The Mercedes Formula 1 dynasty may be spinning its wheels right now—the team is in a distant second place in the constructors’ standings—but CEO and team principal Toto Wolff is still putting up big numbers.

Forbes now estimates Wolff is worth $1.6 billion, up from his previous mark of $1 billion in March. That increase comes because Mercedes F1, the second-most-valuable team on the grid, is now valued at an estimated $3.8 billion. (Wolff, INEOS and Mercedes’ parent company own 33% each.) When Forbes last valued F1’s teams, two years after Liberty Media bought the series in 2017 for $4.7 billion in cash and stock, Mercedes was valued at just over $1 billion.

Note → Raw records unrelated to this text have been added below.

PR #204, opened 2020-06-13
Allow indenting case statements relative to the containing switch block

MPLew-is:
Adds an `indentSwitchCaseLabels` configuration option to match Xcode's verbiage
Adds various tests to ensure this option does not affect other switch/case indentation
Fixes: https://bugs.swift.org/browse/SR-12947

I can't get the test suite to run to completion on `master` (`Fatal error: 'try!' expression unexpectedly raised an error: SwiftSyntax parser library isn't compatible: file /Users/mplewis/Projects/swift-format/Tests/SwiftFormatCoreTests/RuleMaskTests.swift, line 14`, likely due to me using the production swift release), so that's why this is into `swift-5.2-branch`. If you'd prefer it into `master`, I can go get a development snapshot running to test out my changes and re-target this PR.


Sources/SwiftFormatPrettyPrint/TokenStreamCreator.swift
```diff
@@ -627,10 +627,28 @@ fileprivate final class TokenStreamCreator: SyntaxVisitor {
...
+
+    // If switch/case labels were configured to be indented, insert an extra close break after the
+    // case body.
+    // The `after` call after this `if` block will insert its tokens before this one, matching up
+    // with the `open` break inserted above, which is before all other tokens.
+    if config.indentSwitchCaseLabels {
+       after(node.lastToken, tokens: .break(.close, size: 0))
+    }
     after(node.lastToken, tokens: .break(.close, size: 0), .close)
+
```
allevato, line 651: Instead of dealing with the order-inversion property of multiple calls to `after()` for the same node, you can collect the tokens in a local array and then pass them to a single call to `after` so that there's no confusion about the order. We do something like this elsewhere:

```swift
var afterLastTokenTokens: [Token] = [.break(.close, size: 0), .close]
if config.indentSwitchCaseLabels {
  afterLastTokenTokens.append(.break(.close, size: 0))
}
after(node.lastToken, tokens: afterLastTokenTokens)
```

MPLew-is: Done in 6a91b91

MPLew-is:
I have re-targeted and -tested this on `master` and everything seems to check out; please let me know if you have any other feedback!

And one thing to note is that it is fairly cumbersome to have to deal with development snapshots (especially if you're developing outside Xcode, like I do most of the time), so I might suggest having `master` (or whatever branch people should base development off of and submit pull requests to) be based on the current production version and have a development branch for the upcoming one. Just my two cents though, I know I'm not the one that has to deal with development on this on a daily basis.

PR #205, opened 2020-06-16
Remove @testable imports, upgrading symbols to public visibility.

dylansturg:


Sources/SwiftFormat/SyntaxValidatingVisitor.swift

Much has changed during Liberty Media’s tenure. The average value for F1’s ten teams has reached $1.88 billion, up 276% from 2019. Ferrari narrowly edges Mercedes for the top spot at $3.9 billion. The venerable Williams team has the lowest valuation at $725 million.

The sport’s popularity has soared, particularly in the U.S., thanks to the debut of Netflix’s Drive To Survive docuseries in 2019, which captivated content-hungry viewers during the Covid-19 pandemic. F1 will also introduce its third U.S. event in November: the highly anticipated Las Vegas Grand Prix. (Miami and Austin, Texas, already have races.)

Arguably the most transformative factor, though, has been the spending restrictions implemented by Formula 1 and racing’s governing body, the FIA. Under the “cost cap,” teams can spend $135 million for equipment, engineering and staffing in 2023, before inflation and event adjustments. (Driver salaries, such as Lewis Hamilton’s estimated $55 million in earnings, are not included.)

The regulations have forced big-budget teams like Mercedes, Ferrari and Red Bull, which used to shell out hundreds of millions of dollars in pursuit of success, to be more efficient and decisive in their spending. For Mercedes’ F1 outfit, it’s made their business highly profitable. Forbes projects the team is on track to post revenues of $700 million, with operating income of $192 million, in 2023.